The greatest deviation between a bad credit mortgage and a standard mortgage however is the interest rates. Through a standard tracker mortgage for example, the interest rate may be placed at 4.75%. Under the circumstances of a bad credit mortgage, the interest rate would be even more than that. They will also carry considerably higher closing fees.

To determine whether or not you require a bad credit mortgage, the first thing to do is to check your credit history. There are multiple signs that suggest you should enquire into an adverse credit mortgage.
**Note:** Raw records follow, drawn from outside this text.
PR #90, opened 2021-12-07
feat: Profiler Runner for Multiple Scenarios

astorm:
Adds a profiler runner that's capable of testing multiple scenarios.  

Next steps:

- [x] Auto deploy the latest version of our extension layer
- [x] Document runner

Future, Post this PR steps:

- Auto download any needed tools (`lpt-0.1.jar`) and auto configure
- Post results to some elastic search instance
- Auto run `npm install` (or other installs?) for code in `profile/code`?
- Run regularly somehow


estolfo:
Thanks for starting this @astorm. I watched the screencast and looked at the code. I'm not an expert at nodejs so can't comment on the code itself, unfortunately. The only comment I have is, is there a way to make this more general so we could use it for testing? It's essentially doing the same thing I was trying to do with the sam cli: defining different lambda functions and configurations and running the lambda function. The only difference is, the sam cli allows you to run the function locally.
I don't want to broaden the scope for this task too much, so maybe that's not worth it.

PR #93, opened 2022-01-05
Link to built-docs instead of asciidoc file

bmorelli25:
Now that docs are included in the APM Guide (see https://github.com/elastic/apm-server/pull/6984), we should link to the docs instead of the asciidoc file.


astorm (approved):
👍

PR #98, opened 2022-01-12
Allow for different send strategy via environment variable

### LINKED ISSUE #75: Introduce an optional background dispatching strategy
Currently the extension flushes all received data after having received the invocation end signal (from logs API or from the agents directly). Though this unblocks the response of the lambda request itself (response time of the lambda function), it still blocks the lambda function from receiving the *next* request until the extension has flushed all the data. This has a negative effect on the throughput of the function.

For lambda functions that have a steadily frequent load pattern the extension could delay sending the data to the APM server to the *next lambda request* and do the sending in parallel to the processing of that *next request*. This potentially would improve both the lambda function response time and its throughput.

The downside of this strategy is the risk that some APM data might be delayed or even get lost in case that a lambda function has an infrequent load pattern. Therefore, we *cannot* simply apply the above proposed strategy as the single available and the default one.

This issue is about introducing a config option for the dispatching strategy, that would support:
- *flushing strategy*: current dispatching strategy - this should also be default strategy if the config option is not specified explicitly
- *background strategy*: the strategy proposed above

This would allow users to choose between those strategies to optimize for their use case.

Further potential improvements for the future (post GA) are describe in https://github.com/elastic/apm-aws-lambda/issues/7.

estolfo:
Resolve #75

### DIFF
--- a/apm-lambda-extension/extension/process_env.go
+++ b/apm-lambda-extension/extension/process_env.go
@@ -40,6 +40,7 @@ const (
 	// Background send strategy allows the extension to send remaining buffered
 	// agent data on the next function invocation
 	Background SendStrategy = "background"
+
 	// SyncFlush send strategy indicates that the extension will synchronously
 	// flush remaining buffered agent data when it receives a signal that the
 	// function is complete
--- a/apm-lambda-extension/extension/process_env.go
+++ b/apm-lambda-extension/extension/process_env.go
@@ -21,6 +21,7 @@ import (
 	"log"
 	"os"
 	"strconv"
+	"strings"
 )
 
 type extensionConfig struct {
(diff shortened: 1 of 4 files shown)


astorm (commented):
👍 does the thing it says it does and fulfills the request in #75 

I'd say the only thing left is getting our new env variable added to the docs at https://github.com/elastic/apm-aws-lambda/blob/main/docs/aws-lambda-extension.asciidoc#lambda_env and we can call this one good and merge it.

estolfo:
thanks for the reminder about the docs!

estolfo:
@astorm Updated the PR with documentation for the new env variable 👍🏼

PR #427, opened 2023-12-22
perf: load aws cfg lazily

kruskall:
Speed up init by lazily loading the AWS config. 

The config is only used when the secrets manager or an acm certificate is configured.


v1v:
run docs-build

PR #428, opened 2023-12-28
fix: upload two artifacts

kuisathaverat:
Recent changes in the upload artifacts action do not allow to update artifacts anymore so we have to upload two files with the tests results and process them separately.

see https://github.com/actions/toolkit/tree/main/packages/artifact#breaking-changes


amannocci (approved):
LGTM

For example, if you have suffered from sizable credit card debts or have had to declare bankruptcy, it is quite likely that you would require a bad credit mortgage.

In addition to this, if you have received a County Court Judgement against you or have had a previous mortgage application rejected in the past, you should consider enquiring into the possibility of a bad credit mortgage.

An additional factor is finding an adverse credit mortgage that does not carry a pre-payment penalty. Most of these loans for bad credit carry a 6-month to 2-3 years of pre-payment penalties. This means that lenders can ask for a large amount of interest payments to be made during that period of time before any sort of advancement can begin on repaying the loan.

Overall, a bad credit score should not be regarded as a factor that can deny a person a mortgage. However, it should be expected that such loan types will carry higher interest rates and inevitably be more financially demanding.